EXERCISE DETAILS:
Starting at the line with "Thanks for providing this!", repeat every line exactly until the records end, including the last one.

____________________

PR #14754, opened 2023-03-02
DOC: clarify variable names in scan doc

jakevdp:


jax/_src/lax/control_flow/loops.py
```diff
@@ -126,8 +126,9 @@ def scan(f: Callable[[Carry, X], Tuple[Carry, Y]],
   represents the type with the same pytree structure and corresponding leaves
   each with an additional leading axis.
 
-  When ``a`` is an array type or None, and ``b`` is an array type, the semantics
-  of :func:`~scan` are given roughly by this Python implementation::
+  When ``xs`` (denoted `a` above) is an array type or None, and ``ys`` (denoted `b`
+  above) is an array type, the semantics of :func:`~scan` are given roughly by this
+  Python implementation::
```
mattjj, line 131:
```suggestion
  When the type of ``xs`` (denoted `a` above) is an array type or None, and the type of ``ys`` (denoted `b`
  above) is an array type, the semantics of :func:`~scan` are given roughly by this
  Python implementation::
```

jax/_src/lax/control_flow/loops.py
```diff
@@ -139,7 +140,7 @@ def scan(f, init, xs, length=None):
         ys.append(y)
       return carry, np.stack(ys)
 
-  Unlike that Python version, both ``a`` and ``b`` may be arbitrary pytree
+  Unlike that Python version, both ``xs`` and ``ys`` may be arbitrary pytree
   types, and so multiple arrays can be scanned over at once and produce multiple
```
mattjj, line 144: To be consistent, replace "may be arbitrary pytree types" with "may be arbitrary pytree values"? (That is, `a` and `b` stand for types while `xs` and `ys` stand for values.)

mattjj (approved):
Minor inconsistencies to clean up noted below but otherwise LGTM

jax/_src/lax/control_flow/loops.py
jakevdp: Done, thanks!

PR #14760, opened 2023-03-02
in `closure_convert`, hoist all tracers involved in staging

froystig:
with @mattjj

We need to hoist all `DynamicJaxprTracer`s in `jax.closure_convert`, not only those that are float-dtyped. Leaving any `DynamicJaxprTracer` in the closure of a `custom_{jvp,vjp}`'ed function might result in a tracer leak, as staging to jaxpr could already be complete by the time the closure is consumed.

### DIFF
--- a/jax/_src/custom_derivatives.py
+++ b/jax/_src/custom_derivatives.py
@@ -21,7 +21,6 @@ from typing import (
 from jax._src import core
 from jax._src import custom_api_util
 from jax._src.custom_transpose import custom_transpose
-from jax._src import dtypes
 from jax._src import effects
 from jax._src import linear_util as lu
 from jax._src import traceback_util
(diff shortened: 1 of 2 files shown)


mattjj (approved):

froystig:
We can't quite merge this because it breaks this test:

https://github.com/google/jax/blob/15caafd93726f2f991053699c0d0ab530aa88b05/tests/api_test.py#L7354-L7362

Skimming discussion #9951 to which it links, the approach we'd intend going forward is to use `custom_jvp` (or `custom_vjp`) with the `symbolic_zeros` option. My guess is that we should try doing this ourselves in `odeint`, and then rewrite the test at a higher level, to test derivatives of `odeint` with integer arguments.

PR #14891, opened 2023-03-10
Add overloads to `make_jaxpr`. Closes #14787.

### LINKED ISSUE #14787: `jax.make_jaxpr` incorrectly typed

patrick-kidger:
Pyright is very not happy with the new state of affairs.


jax/_src/api.py
```diff
@@ -2904,6 +2904,37 @@ def transposed_fun(const, out_cotangent):
...
+               abstracted_axes: Optional[Any] = None,
+               ) -> Callable[..., core.ClosedJaxpr]:
+  ...
+
+
+@overload
+def make_jaxpr(fun: Callable,
+               static_argnums: Union[int, Iterable[int]] = (),
+               axis_env: Optional[Sequence[Tuple[AxisName, int]]] = None,
+               return_shape: Literal[True] = True,
```
jakevdp, line 2921: I don't think this is valid to have different default arguments for `return_shape` here and above.

mattjj:
Thanks for providing this!

But is this really the _only_ way to make pyright happy? When I added the annotation a few days ago I considered doing this overload thing, but then decided it was so much bloat code that actually makes it _less_ human-readable on net. 

If there's really no other way to make pyright happy, I might want to say just add a `# type: ignore` or assertion in the calling code. I don't think it's our policy to add extra code to make _all_ type checkers happy.

jakevdp:
I think the default arguments need to be set up differently to be valid. You can see how we've done it elsewhere in the package: https://github.com/google/jax/blob/50408fd694a63e73af349ba22a8fb0c0f8cbc574/jax/_src/numpy/lax_numpy.py#L2305-L2324

patrick-kidger:
Okay, if the preference is to work around this in user code then I'll add some `typing.cast`s to my code to handle this.

(For the record, Jake was right -- looks like mypy and pyright have different expectations about how to handle overloads, and I was used to the other convention.)

hawkinsp:
I can't view the diff here, but I suspect another solution we could use soon (perhaps not quite yet) is to stick these kinds of detailed types in a `.pyi` file, where they will benefit type checkers but mostly not hinder humans.

mattjj:
Sorry, I meant to imply that my current opinion is weakly held and I could be talked out of it by anyone! (Though I also hate `typing.cast` for the same reasons as stated above.)

The pyi file seems like a great approach, for the reason Peter cited.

____________________

SOLUTION TO THIS EXERCISE:
Thanks for providing this!

But is this really the _only_ way to make pyright happy? When I added the annotation a few days ago I considered doing this overload thing, but then decided it was so much bloat code that actually makes it _less_ human-readable on net. 

If there's really no other way to make pyright happy, I might want to say just add a `# type: ignore` or assertion in the calling code. I don't think it's our policy to add extra code to make _all_ type checkers happy.

jakevdp:
I think the default arguments need to be set up differently to be valid. You can see how we've done it elsewhere in the package: https://github.com/google/jax/blob/50408fd694a63e73af349ba22a8fb0c0f8cbc574/jax/_src/numpy/lax_numpy.py#L2305-L2324

patrick-kidger:
Okay, if the preference is to work around this in user code then I'll add some `typing.cast`s to my code to handle this.

(For the record, Jake was right -- looks like mypy and pyright have different expectations about how to handle overloads, and I was used to the other convention.)

hawkinsp:
I can't view the diff here, but I suspect another solution we could use soon (perhaps not quite yet) is to stick these kinds of detailed types in a `.pyi` file, where they will benefit type checkers but mostly not hinder humans.

mattjj:
Sorry, I meant to imply that my current opinion is weakly held and I could be talked out of it by anyone! (Though I also hate `typing.cast` for the same reasons as stated above.)

The pyi file seems like a great approach, for the reason Peter cited.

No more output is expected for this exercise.